Álvaro Meseguer

Personal information
- Full name: Álvaro Meseguer Fallado
- Date of birth: 24 July 1992 (age 33)
- Place of birth: Alcañiz, Spain
- Height: 1.78 m (5 ft 10 in)
- Position: Centre-back

Team information
- Current team: Utebo
- Number: 4

Youth career
- 2005–2011: Zaragoza

Senior career*
- Years: Team / Apps / (Gls)
- 2011–2015: Zaragoza B / 60 / (1)
- 2015: Zaragoza / 1 / (0)
- 2015–2021: Tudelano / 119 / (7)
- 2021–2022: Ebro / 26 / (1)
- 2022–: Utebo / 113 / (5)

= Álvaro Meseguer =

Spanish footballer

Álvaro Meseguer Fallado (born 24 July 1992) is a Spanish footballer who plays for Utebo FC as a centre-back.

==Football career==
Meseguer was born in Alcañiz, Teruel, Aragon, and graduated from local Real Zaragoza's youth setup. He made his senior debuts with the reserves in the 2010–11 campaign in the Tercera División.

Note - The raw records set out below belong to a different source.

PR #5125, opened 2019-03-07
[Rails 5] Routing related fixes

### LINKED ISSUE #5059: [Rails 5] Using a dynamic :action segment in a route is deprecated
Required by #3969

```
DEPRECATION WARNING: Using a dynamic :action segment in a route
is deprecated and will be removed in Rails 5.2. (called from block in
<top (required)> at ./config/routes.rb:395)
```

It's complaining about this:
```rb
match '/help/:action' => 'help#action',
  :as => :help_general,
  :via => :get
```

Which appears to have been introduced (several Rails upgrades ago) by: https://github.com/mysociety/alaveteli/commit/5acedd09b79642d58c6de5db872f82198b2f2c73

lizconlan:
## Relevant issue(s)

Fixes #5059
Required by #3969

## What does this do?

* Fixes the `destroy_batch` route (prevents Rails 5 from seeing it)
* Replace the dynamic route that causes a Rails 5 deprecation warning

## Why was this needed?

Changes in Rails 5 that caused:
* spec failures when trying to use the `destroy_batch` route (would probably have failed in the browser as well)
* an early warning that dynamic routes were going to be removed that caused spec failures because test which expected empty output were receiving a deprecation message instead

### DIFF
--- a/config/routes.rb
+++ b/config/routes.rb
@@ -685,7 +685,7 @@ Rails.application.routes.draw do
       end
       resources :embargoes, :only => [:destroy, :create] do
         collection do
-          post :destroy_batch, :only => [:destroy]
+          post :destroy_batch
         end
       end
       resources :embargo_extensions, :only => [:create] do
--- a/config/routes.rb
+++ b/config/routes.rb
@@ -365,7 +365,7 @@ Rails.application.routes.draw do
   ####
 
   #### Help controller
-  match '/help/unhappy/:url_title' => 'help#unhappy',
+  match '/help/unhappy(/:url_title)' => 'help#unhappy',
         :as => :help_unhappy,
         :via => :get
   match '/help/about' => 'help#about',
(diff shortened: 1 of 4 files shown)


config/routes.rb
```diff
@@ -685,7 +685,7 @@
       end
       resources :embargoes, :only => [:destroy, :create] do
         collection do
-          post :destroy_batch, :only => [:destroy]
+          post :destroy_batch
```
gbp: Agreed this looks like a mistake.

config/routes.rb
```diff
@@ -368,6 +368,8 @@
   match '/help/unhappy/:url_title' => 'help#unhappy',
         :as => :help_unhappy,
         :via => :get
+  match '/help/unhappy' => 'help#unhappy',
+        :via => :get
```
gbp: Not a big issue but this route could be combined with the one above as:
```ruby
match '/help/unhappy(/:url_title)' => 'help#unhappy',
```

Then where we're calling `help_general_url(:template => 'unhappy' ...` we could just call `help_unhappy_url(...`

PR #5141, opened 2019-03-26
[#5140] Only update InfoRequest#url_title if the title has changed

### LINKED ISSUE #5140: url_title incorrectly incremented after update in Batch request
Details in https://groups.google.com/a/mysociety.org/forum/#!topic/alaveteli-pro/O9wqdC4U6nA

lizconlan:
## Relevant issue(s)

Fixes #5140

## What does this do?

Avoids unintentionally assigning a new suffix number to the url of an
existing `InfoRequest` that's in the middle of a sequence (we've seen this
in production with batch requests, but it applies to any `url_title` with
a numerical suffix)

## Why was this needed?

When we update a request metadata in the admin interface, we [call `@info_request.update_attributes(info_request_params)`](https://github.com/mysociety/alaveteli/blob/d5f659e029b440727b9341fce8429389a8edd2cb/app/controllers/admin_request_controller.rb#L54) which always tries to update `InfoRequest#title` even if it hasn't changed, unintentionally renumbering mid-sequence `url_title` sequential suffixes. This results in broken URLs for the affected requests.

### DIFF
--- a/spec/models/info_request_spec.rb
+++ b/spec/models/info_request_spec.rb
@@ -2022,6 +2022,28 @@ describe InfoRequest do
 
   end
 
+  describe '#title=' do
+
+    let(:test_requests) do
+      3.times.map { FactoryBot.create(:info_request, title: 'URL test') }
+    end
+
+    let(:request) do
+      test_requests[1]
+    end
+
+    it 'updates url_title when the title is changed' do
+      request.update_attributes(title: 'Something new')
+      expect(request.url_title).to eq('something_new')
+    end
+
+    it 'does not update url_title when the same title is assigned' do
+      request.update_attributes(title: request.title.dup)
+      expect(request.url_title).to eq('url_test_2')
+    end
+
+  end
+
   describe '#last_event_id_needing_description' do
     subject { info_request.last_event_id_needing_description }
     let(:info_request) { FactoryBot.create(:successful_request) }
--- a/app/models/info_request/sluggable.rb
+++ b/app/models/info_request/sluggable.rb
@@ -13,7 +13,7 @@ module InfoRequest::Sluggable
   # When title is changed, also change the URL title
   def title=(title)
     super.tap do
-      update_url_title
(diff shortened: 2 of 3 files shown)


spec/models/info_request_spec.rb
```diff
@@ -2022,6 +2022,32 @@
 
   end
 
+  describe 'updating the URL title' do
+
+    let(:test_requests) do
+      _requests = []
```
garethrees: Can simplify this a bit:

```ruby
      3.times.map do
         FactoryBot.create(:info_request, title: 'URL test')
      end
```

spec/models/info_request_spec.rb
```diff
@@ -2022,6 +2022,32 @@
...
+    end
+
+    it 'updates url_title when the title is changed' do
+      request.update_attributes(title: 'Something new')
+      expect(request.url_title).to eq('something_new')
+    end
+
+    it 'does not update url_title when the same title is assigned' do
+      request.update_attributes(title: request.title.dup)
+      expect(request.reload.url_title).to eq('url_test_2')
```
garethrees: Don't need to call `reload` here for the spec to pass, or for the spec to fail without the code change.

spec/models/info_request_spec.rb
lizconlan: D'oh. That's much nicer - cheers!

spec/models/info_request_spec.rb
```diff
@@ -2022,6 +2022,32 @@
 
   end
 
+  describe 'updating the URL title' do
```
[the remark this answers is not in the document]
lizconlan: I went back and forth on that; as we both considered that, I'll change it

spec/models/info_request_spec.rb
lizconlan: cheers! left in by mistake while I was trying to pin down what was happening 😞

PR #5134, opened 2019-03-15
hotfix/0.25.0.27 (Rails security fixes)

lizconlan:
## What does this do?

Backports the CVE fixes in Rails 4.2.11.1 to Rails 3.2.x

## Why was this needed?

We still have 3.2 instances and 3.2 is out of support

## Note to reviewer

Comment out `require 'mime_negotiation_patch'` in `config/initializers/alaveteli.rb` to see the 2 spec fails that the patch fixes:

```
Failures:

  1) MimeNegotiation#formats ignores unregistered mimetypes
     Failure/Error: expect(response.body).to eq '[:text]'

       expected: "[:text]"
            got: "[:text, \"mime/another\"]"

       (compared using ==)
     # ./spec/lib/mime_negotiation_patch_spec.rb:45:in `block (2 levels) in <top (required)>'

  2) MimeNegotiation#formats does not allow a modified accept header to render arbitrary files
     Failure/Error: expect(response.body).to include '# Welcome to Alaveteli!'

       expected "127.0.0.1 localhost\n\n# The following lines are desirable for IPv6 capable hosts\n::1 ip6-localhost...lnet\nff00::0 ip6-mcastprefix\nff02::1 ip6-allnodes\nff02::2 ip6-allrouters\nff02::3 ip6-allhosts\n" to include "# Welcome to Alaveteli!"
       Diff:
       @@ -1,2 +1,10 @@
       -# Welcome to Alaveteli!
       +127.0.0.1 localhost
       +
       +# The following lines are desirable for IPv6 capable hosts
       +::1 ip6-localhost ip6-loopback
       +fe00::0 ip6-localnet
       +ff00::0 ip6-mcastprefix
       +ff02::1 ip6-allnodes
       +ff02::2 ip6-allrouters
       +ff02::3 ip6-allhosts

     # ./spec/lib/mime_negotiation_patch_spec.rb:52:in `block (2 levels) in <top (required)>'
```

Fixed the spec suite failure caused by overriding the routes for the patch test and not [reloading them in the teardown](https://coderwall.com/p/ksu8qw/rails-add-a-route-for-a-test). Should now run without incident (have done so twice to reduce the likelihood that I've "luckily" got a rare spec order that happens to work):

Screen Shot 2019-03-26 at 09 31 11

## Implementation notes

We should be able to cherry-pick this across to all supported 3.2 branches and just add the relevant CHANGELOG and version bump bits for each (which is why I've left  those out for now).

[...]

PR #5142, opened 2019-03-27
hotfix/0.25.0.27-ms (Rails security fixes) 

lizconlan:
## What does this do?

Backports the CVE fixes in Rails 4.2.11.1 to Rails 3.2.x for the -ms variant of the 0.25 branch

## Why was this needed?

We still have 3.2 instances and 3.2 is out of support

## Implementation notes

Uses [0.25.0.27](https://github.com/mysociety/alaveteli/pull/5134) as the base then cherrypicks the `ms` changes (single commit) on top

## Test suite output

Screen Shot 2019-03-27 at 12 25 12

Have also run `rspec ./spec/lib/mime_negotiation_patch_spec.rb` separately with and without the patch in place to double check. Seems fine!

### DIFF
--- a/Gemfile
+++ b/Gemfile
@@ -1,6 +1,7 @@
 source 'https://rubygems.org'
 
 gem 'rails', '3.2.22.3'
+gem 'test-unit', '~> 3.1.0' # Hack for Rails 3.2 on Ruby 2.3.5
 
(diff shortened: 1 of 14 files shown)


lizconlan:
Closing. Tagged up as a hotfix release

PR #5143, opened 2019-03-27
hotfix/0.22.4.12 (Rails security fixes)

lizconlan:
## What does this do?

Backports the CVE fixes in Rails 4.2.11.1 to Rails 3.2.x for the 0.22 branch

## Why was this needed?

We still have 3.2 instances and 3.2 is out of support

## Test suite output

Screen Shot 2019-03-27 at 14 47 18

Have also run `rspec ./spec/lib/mime_negotiation_patch_spec.rb` separately with and without the patch in place to double check. Seems fine!

PR #5144, opened 2019-03-27
hotfix/0.22.4.12-ms (Rails security fixes)

lizconlan:
## What does this do?

Backports the CVE fixes in Rails 4.2.11.1 to Rails 3.2.x for the ms variant of the 0.22 branch

## Why was this needed?

We still have 3.2 instances and 3.2 is out of support

## Implementation notes

Uses [hotfix/0.22.4.12](https://github.com/mysociety/alaveteli/pull/5143) as a base then cherry-picks [the ms-specific commit](https://github.com/mysociety/alaveteli/compare/hotfix/0.22.4.11...hotfix/0.22.4.11-ms) **and** 3455f329 adds an update that pins rspec-rails to a version that works with our code without preventing the test suite running with a `fixture_path` error (2.13.2) or bring in new breaking changes (2.14.1)

I'll squash 3455f329 post review so that if there are future versions, the next implementer can just cp a single commit to get the ms fixes with passing (if noisy) tests.

## Test suite output

Screen Shot 2019-03-27 at 16 39 00

Lots of deprecation warnings, but mostly about spec syntax e.g. calling `stub!` instead of `stub`, `mock` instead of `double`


lizconlan:
Closing. Tagged as a hotfix release

PR #5152, opened 2019-04-02
Actionmailer request exceptions

lizconlan:
## What does this do?

* Demonstrates our preferred error handling technique
* Adds some specs to NZ's PR
* Adds the handling code to display the failed messages on the admin summary so that we can use it in develop (the code to pull error messages in to the todo list only exists in develop so fair that we should add it)

### AdminRequestController#show

(My additions don't alter these but this seemed like a good place to share them for now)

#### Outgoing messages section

Screen Shot 2019-03-13 at 18 18 12

#### Events section

Screen Shot 2019-03-13 at 18 20 08

### (My bit) Pull the send failure info into the Admin Summary

Screen Shot 2019-04-02 at 13 44 26

(Otherwise it would default to displaying "User message" and "None given" which ... is technically true but not particularly helpful. If you can see why I've broken the alternate stripes on the table, let me know - it's probably a "so obvious I can't see it" mistake.) Had originally intended to add this separately but as it was fairly straightforward and makes sense to add the new factory at this point, I decided to include it.

## Notes to reviewer

Do my additions look ok to use as part of the review / contributing the specs?

The final commit (happy to drop it or to squash it into df152bdd) fixes the Code Climate warnings about method length and repetition but I'm not sure whether it's a good change or if it unintentionally adds cognitive complexity when reading an already long method (x2))

### DIFF
--- a/app/controllers/followups_controller.rb
+++ b/app/controllers/followups_controller.rb
@@ -143,13 +143,27 @@ class FollowupsController < ApplicationController
     # outgoing message, save just before sending.
     @outgoing_message.save!
 
+    errors = [ EOFError,
+               IOError,
+               Timeout::Error,
+               Errno::ECONNRESET,
+               Errno::ECONNABORTED,
+               Errno::EPIPE,
+               Errno::ETIMEDOUT,
+               Net::SMTPAuthenticationError,
+               Net::SMTPServerBusy,
+               Net::SMTPSyntaxError,
+               Net::SMTPUnknownError,
+               OpenSSL::SSL::SSLError ]
+    errors << AWS::SES::ResponseError if defined?(AWS::SES::ResponseError)
+
     begin
       mail_message = OutgoingMailer.followup(
         @outgoing_message.info_request,
         @outgoing_message,
         @outgoing_message.incoming_message_followup
       ).deliver_now
-    rescue StandardError => e
+    rescue *errors => e
       @outgoing_message.record_email_failure(e.message)
     else
       @outgoing_message.record_email_delivery(
--- a/app/controllers/followups_controller.rb
+++ b/app/controllers/followups_controller.rb
@@ -150,9 +150,7 @@ class FollowupsController < ApplicationController
         @outgoing_message.incoming_message_followup
       ).deliver_now
     rescue StandardError => e
-      @outgoing_message.record_email_failure(
-        e.message
-      )
+      @outgoing_message.record_email_failure(e.message)
     else
       @outgoing_message.record_email_delivery(
         mail_message.to_addrs.join(', '),
--- a/app/controllers/followups_controller.rb
+++ b/app/controllers/followups_controller.rb
@@ -143,27 +143,13 @@ class FollowupsController < ApplicationController
     # outgoing message, save just before sending.
     @outgoing_message.save!
 
-    errors = [ EOFError,
-               IOError,
-               Timeout::Error,
-               Errno::ECONNRESET,
-               Errno::ECONNABORTED,
-               Errno::EPIPE,
-               Errno::ETIMEDOUT,
-               Net::SMTPAuthenticationError,
-               Net::SMTPServerBusy,
-               Net::SMTPSyntaxError,
-               Net::SMTPUnknownError,
-               OpenSSL::SSL::SSLError ]
-    errors << AWS::SES::ResponseError if defined?(AWS::SES::ResponseError)
-
     begin
       mail_message = OutgoingMailer.followup(
         @outgoing_message.info_request,
         @outgoing_message,
         @outgoing_message.incoming_message_followup
       ).deliver_now
-    rescue *errors => e
+    rescue *OutgoingMessage.expected_send_errors => e
       @outgoing_message.record_email_failure(e.message)
     else
       @outgoing_message.record_email_delivery(
--- a/app/controllers/followups_controller.rb
+++ b/app/controllers/followups_controller.rb
@@ -139,19 +139,32 @@ class FollowupsController < ApplicationController
   def send_followup
     @outgoing_message.sendable?
 
-    mail_message = OutgoingMailer.followup(
-      @outgoing_message.info_request,
-      @outgoing_message,
-      @outgoing_message.incoming_message_followup
-    ).deliver_now
-
-    @outgoing_message.record_email_delivery(
-      mail_message.to_addrs.join(', '),
-      mail_message.message_id
-    )
-    @outgoing_message.info_request.reopen_to_new_responses
-
+    # OutgoingMailer.followup() depends on DB id of the
+    # outgoing message, save just before sending.
     @outgoing_message.save!
+
+    begin
+      mail_message = OutgoingMailer.followup(
+        @outgoing_message.info_request,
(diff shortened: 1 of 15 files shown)


spec/models/outgoing_message_spec.rb
```diff
@@ -1789,6 +1789,29 @@
 
   end
 
+  describe '#record_email_failure' do
+    let(:outgoing_message) { FactoryBot.create(:initial_request) }
+
+    it 'sets the status to "failed"' do
+      outgoing_message.record_email_failure('test')
```
garethrees: Would be worth making this a little clearer as to what ends up being passed as an argument IRL.

Maybe `'Exception#message'`?

spec/models/outgoing_message_spec.rb
```diff
@@ -1789,6 +1789,29 @@
 
   end
 
+  describe '#record_email_failure' do
```
garethrees: It also sets `OutgoingMessage#last_sent_at`.

spec/support/shared_examples_for_network_errors_during_send.rb
```diff
@@ -0,0 +1,37 @@
...
+    it 'logs a "send_error" event' do
+      event = request.reload.info_request_events.last
+      expect(event.event_type).to eq 'send_error'
+    end
+
+    it 'stores the reason for the failure' do
+      event = request.reload.info_request_events.last
+      expect(event.params[:reason]).to eq 'Connection timed out'
+    end
+
```
garethrees: It also forces the outgoing message to get saved, so should test that. 

```
it 'ensures the outgoing message is persisted' do
  # …
  expect(outgoing_message).to be_persisted
end
```

https://github.com/mysociety/alaveteli/pull/5152/commits/1130fe8a559afa88680c31cb9e5630796ddfab4d#diff-266c99b1323db6c6172f9d5751a56bd8R163

garethrees: Ah, the above is just for followups; in request controller we force the `InfoRequest` to get saved:

https://github.com/mysociety/alaveteli/pull/5152/commits/1130fe8a559afa88680c31cb9e5630796ddfab4d#diff-1fa1a855bf4fb5aaec94a56340bcc062R428

Could put these in the `'a network error occurs while sending a followup'` context of the controller specs?

app/views/admin_general/_to_do_list.html.erb
```diff
@@ -26,7 +26,16 @@
                   <% end %>
                 <% elsif item.is_a? InfoRequest %>
                   <%= request_both_links(item) %>
-                  <% if InfoRequest.requires_admin_states.include?(item.described_state) %>
+                  <% if item.last_event.event_type == 'send_error' %>
```
garethrees: Put `send_error` in `InfoRequest.requires_admin_states` and then tweak the conditional on L50

app/controllers/followups_controller.rb
```diff
@@ -139,20 +139,33 @@ def outgoing_message_params
...
+      @outgoing_message.info_request.reopen_to_new_responses
+    ensure
+      # Ensure DB is updated to isolate potential templating issues
+      # from impacting delivery status information.
+      @outgoing_message.save!
+    end
+
     if @outgoing_message.what_doing == 'internal_review'
       flash[:notice] = _("Your internal review request has been sent on its way.")
     else
```
lizconlan: for consistency, this should move into the else branch, below `@outgoing_message.record_email_delivery`

spec/support/shared_examples_for_network_errors_during_send.rb
lizconlan: oh, actually 2 different things here:
- both should ensure that our new `outgoing_message` gets persisted so that should go into the shared spec file
- request_controller needs an additional check that the parent `info_request` was updated (there's an earlier `save!` so `persisted?` is the wrong thing here) with the new `outgoing_message` data

lizconlan: ugh, that ensure save isn't really needed as (I think) the `info_request` (and relations) get saved during the log event; updating the test to check `is_persisted` and "does the related outgoing message have the expected status?"

app/views/admin_general/_to_do_list.html.erb
lizconlan: ah, the `described_state` here is `error_message` which is already there - just need to improve the conditional

garethrees:
Just deleted hound comments to clear this up a bit.

spec/models/outgoing_message_spec.rb
```diff
@@ -1795,6 +1795,32 @@
...
+    let(:outgoing_message) { FactoryBot.build(:initial_request) }
+    subject { outgoing_message.prepare_message_for_resend }
+
+    it 'raises an error if it receives an unexpected message_type' do
+      allow(outgoing_message).to receive(:message_type).and_return('fake')
+      expect{ subject }.to raise_error(RuntimeError)
+    end
+
+    it 'raises an error if it receives an unexpected status' do
+      outgoing_message.status = 'followup'
```
garethrees: 'followup' is a message type so we think using one of [`OutgoingMessage::STATUS_TYPES`](https://github.com/mysociety/alaveteli/blob/develop/app/models/outgoing_message.rb#L33) would be a better example (the only example would be "ready" from that list)

app/models/outgoing_message.rb
```diff
@@ -75,20 +75,22 @@ class OutgoingMessage < ActiveRecord::Base
...
+      Timeout::Error,
+      Errno::ECONNRESET,
+      Errno::ECONNABORTED,
+      Errno::EPIPE,
+      Errno::ETIMEDOUT,
+      Net::SMTPAuthenticationError,
+      Net::SMTPServerBusy,
+      Net::SMTPSyntaxError,
+      Net::SMTPUnknownError,
+      OpenSSL::SSL::SSLError ].concat(additional_send_errors)
```
garethrees: All good, but this could do with a spec

app/views/admin_general/_to_do_list.html.erb
```diff
@@ -38,7 +38,8 @@
                           <% end %>
                         </td>
                       </tr>
-                      <% if item.described_state == 'attention_requested' %>
+                      <% if item.described_state == 'attention_requested' ||
+                            item.last_event.event_type == 'send_error' %>
```
garethrees: We think it would reduce complexity if we made this more like the `params[:message]` conditional:

```erb
<% if item.last_event.params[:reason] %>
  <tr>
    <td><b>Reason</b></td>
    <td>
      <%= item.last_event.params[:reason] %>
    </td>
  </tr>
<% end %>
```

spec/models/info_request_spec.rb
```diff
@@ -4050,11 +4050,15 @@ def email_and_raw_email(opts = {})
           .to eq sending_event
       end
 
-      it 'raises an error if the request has never been sent' do
```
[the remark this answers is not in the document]
lizconlan: Agreed, reinstating

lizconlan:
Closed in favour of https://github.com/nigeljonez/alaveteli/pull/1

PR #5156, opened 2019-04-05
Small copy updates for documentation site

abimysoc:
Part of wider quest to remove offers of support we aren't currently able to provide, and direct people towards community mailing lists rather than emailing mySociety directly (and the international email address in particular).


lizconlan:
Now live on the docs site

On 15 July 2014 Meseguer renewed his link with the club, after being captain in the previous season. On 14 March of the following year he played his first match as a professional, coming on as a late substitute for fellow youth graduate Diego Rico in a 0–0 home draw against CD Lugo in the Segunda División.